L'otite è l'infiammazione dell'orecchio medio o esterno, classificata in acuta e cronica secondo la sua durata. I sintomi tipici dell'otite, in generale, sono il mal d'orecchio, l'ipoacusia (riduzione dell’udito), gli acufeni (rumori come fischi, ronzii, fruscii, crepitii, soffi …), il prurito. Questi sintomi principali possono essere associati ad altri, quali la febbre, i brividi di freddo, la nausea, il vomito e la diarrea. Le otiti si differenziano secondo la parte dell'orecchio interessata dall'infiammazione.


A) Otite Esterna

È infiammazione diffusa del condotto uditivo dell'orecchio. Questa condizione è piuttosto comune negli adolescenti e nei giovani ed è molto più frequente nei mesi estivi - per il nuoto in piscina o in acque di mare inquinate. I traumi dovuti, per esempio, all'inserimento di oggetti estranei nell'orecchio, come la pulizia effettuata con bastoncini di cotone, possono irritare la cute dell'orecchio e provocare infiammazione, causando l'otite esterna.
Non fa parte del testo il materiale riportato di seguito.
PR #865, opened 2020-10-13
Fix racy test

johejo:


evanj:
I haven't tested if this PR fixes the problem, but I can confirm that `TestExecContextCancel` is "flaky": it frequently fails where a retry will fix the problem. It seems to me like the one line change to the `_test.go` file might be the fix that should be merged, but I haven't looked at this in detail.

johejo:
That point is correct.  This PR is not suitable.

PR #872, opened 2020-11-10
sqlite3.go: Remove -DSQLITE_ENABLE_FTS4_UNICODE61: not supported

evanj:
This option was enabled by default in sqlite3 on 2014-07-03.
This setting does nothing. It can now be disabled with
SQLITE_DISABLE_FTS3_UNICODE. See the upstream commit:
https://sqlite.org/src/info/0cc0230ae9cfc976

I think this change was imported into this project with commit
ee9da4840dd680d1fe2927692ea4ab5f8cd7c91c on 2015-06-12.


mattn:
Thanks!

PR #222, opened 2016-03-07
Always regenerate template files

gberaudo:
This PR makes sure the files are generated and up-to-date.

### DIFF
--- a/Makefile
+++ b/Makefile
@@ -1,5 +1,5 @@
 SITE_PACKAGES = $(shell .build/venv/bin/python -c "import distutils; print(distutils.sysconfig.get_python_lib())" 2> /dev/null)
-TEMPLATE_FILES_IN = $(filter-out ./.build/% ./node_modules/%, $(shell find . -type f -name '*.in'))
+TEMPLATE_FILES_IN = $(filter-out ./.build/% ./node_modules/% ./v6_api/%, $(shell find . -type f -name '*.in'))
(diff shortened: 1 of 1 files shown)


asaunier:
Could you give more details? Why do we need this? What was the problem?

gberaudo:
- when you did make check from a fresh clone it would error since no test.ini was generated;
- when you did make -f config/alex install; then make -f config/main install it would use generated files for alex.

gberaudo:
Added a fix a strange bug: when building on Travis, v6_api path was included in the template path.
Don't know why it worked previously.

tsauerwein:
> Added a fix a strange bug: when building on Travis, v6_api path was included in the template path.
Don't know why it worked previously.

Before, the ui project was built, after that the api project was checked out and built. So, the moment the templates were generated for the ui project, the api project was not there yet. But now, when you start the tests for the ui, the template files are re-generated.

gberaudo:
Thanks for the explanations @tsauerwein. It makes sense.

> The template files are re-generated when one of the config/* files has changed?
Do you mean the dependency is now useless and I should remove it?

gberaudo:
Removed useless dependency on config files.

tsauerwein:
I think that looks good!

gberaudo:
Thanks for the review @tsauerwein and @asaunier. I will create a similar PR for the API.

Inoltre, la presenza di umidità può costituire il luogo ideale per la proliferazione dei funghi e può predisporre l'organo a un'infezione fungina. L'inizio dell'otite esterna è quasi sempre caratterizzato da prurito che poco a poco si trasforma in netta sensazione dolorosa. Se l'affezione passa allo stato più avanzato, il dolore diventa molto più vivo e si hanno delle abbondanti secrezioni purulente. Di solito, in un paio di settimane l'infiammazione scompare e si ristabilisce un quadro normale, talvolta però il processo recidiva e si cronicizza.



B) Otite Media

È l'infiammazione dell'orecchio medio spesso causata da un'infezione batterica o virale. L'otite media si presenta spesso associata a un'infezione delle vie aeree superiori; sono soprattutto i bambini a esserne colpiti, perché la tuba d'Eustachio del loro orecchio è più breve di quella degli adulti ed è un perfetto ricettacolo per batteri e virus. A fronte dell'infiammazione si assiste alla formazione di un secreto tipo "pus" mentre la membrana timpanica si gonfia e non vibra più come prima, con conseguente temporanea perdita d'udito (acusia), dolore, irritabilità e difficoltà nel mangiare e nel dormire. Possono presentarsi sintomi associati quali febbre, tosse e naso che cola.